Commentary: Lift up New York’s families by increasing the state child tax credit

by | Jan 13, 2025 | Child Poverty

Despite New York’s reputation as a hub of innovation and progress, we rank 40th in the nation for child poverty. That’s right: Children here are more likely to live in poverty than in dozens of other states. This isn’t just a statistic; it’s a harsh reality affecting 1 in 5 children and costing New York taxpayers nearly $60 billion annually.

But lawmakers from both sides of the aisle have committed to do better. In 2021, in a near-unanimous vote, lawmakers passed the Child Poverty Reduction Act. This landmark bipartisan legislation requires the state to reduce child poverty rates by 50% by 2031.

 

Reducing child poverty strengthens our economy, enhances public health and fosters safer communities, benefiting all New Yorkers. We are three years into New York’s commitment to halve child poverty. To achieve that goal, it is crucial that Gov. Kathy Hochul’s 2025 executive budget, and eventually the enacted budget, feature the evidence-based long-term investments recommended by the Child Poverty Reduction Advisory Council.

 

One investment that has proven particularly effective in meaningfully reducing child poverty is the child tax credit. When the federal government temporarily expanded the child tax credit during the pandemic, child poverty dropped by nearly half, both nationally and in New York, with children of color and children from low-income households seeing the greatest impact. This simple, effective solution worked because it put money directly into the hands of families, allowing them to meet their basic needs and begin to build a more secure future.

 

New York’s child tax credit, called the Empire State Child Credit, has the potential to play a pivotal role in achieving our child poverty reduction goals — if it can provide meaningful financial relief. The current child tax credit overlooks families with the lowest incomes and provides just $330 annually to New York families.
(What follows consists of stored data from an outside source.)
PR #5592, opened 2015-07-30
Fixes 5591 : ContentType names html encoded twice.

TFleury:
Shows Field's DisplayName instead of technical name in title.

### DIFF
--- a/src/Orchard.Web/Modules/Orchard.ContentTypes/Views/Admin/Edit.cshtml
+++ b/src/Orchard.Web/Modules/Orchard.ContentTypes/Views/Admin/Edit.cshtml
@@ -2,7 +2,7 @@
 @{
     Style.Require("ContentTypesAdmin");
     Script.Require("jQuery");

With her inflation refund proposal, Hochul recently acknowledged the importance of putting more cash in New Yorkers’ pockets as inflation and rising costs of living continue to put a strain on families across the socioeconomic spectrum. But one-time rebates that do not prioritize financially struggling families will fail to break cycles of poverty. Investments in families need to be ongoing and focused on those most in need.

 

The child tax credit’s $330 per child is simply not enough to cover a year’s worth of necessities, let alone lift a family out of poverty — even if it is supplemented by a $500 one-time rebate. By permanently increasing the credit to $1,500 per child annually and expanding eligibility requirements to ensure this money reaches the pockets of the families who need it most, we could reduce child poverty by more than 23% across the state. That alone will propel New York nearly halfway to its 50% reduction goal.

New York’s children urgently need our support; we cannot afford to wait. Hochul must take action to ensure our children grow up safe, secure and healthy, with access to the opportunities every parent wants for their child. New York’s leaders must make budget choices that break the cycle of poverty and uplift our children.

 

I urge our leaders to make a permanent increase in the state child tax credit a top priority. It’s not just good social and economic policy; it’s the right thing to do for New York’s children and for our collective future.

Kate Breslin is the president and CEO of the Schuyler Center for Analysis and Advocacy and an appointee to New York’s Child Poverty Reduction Advisory Council.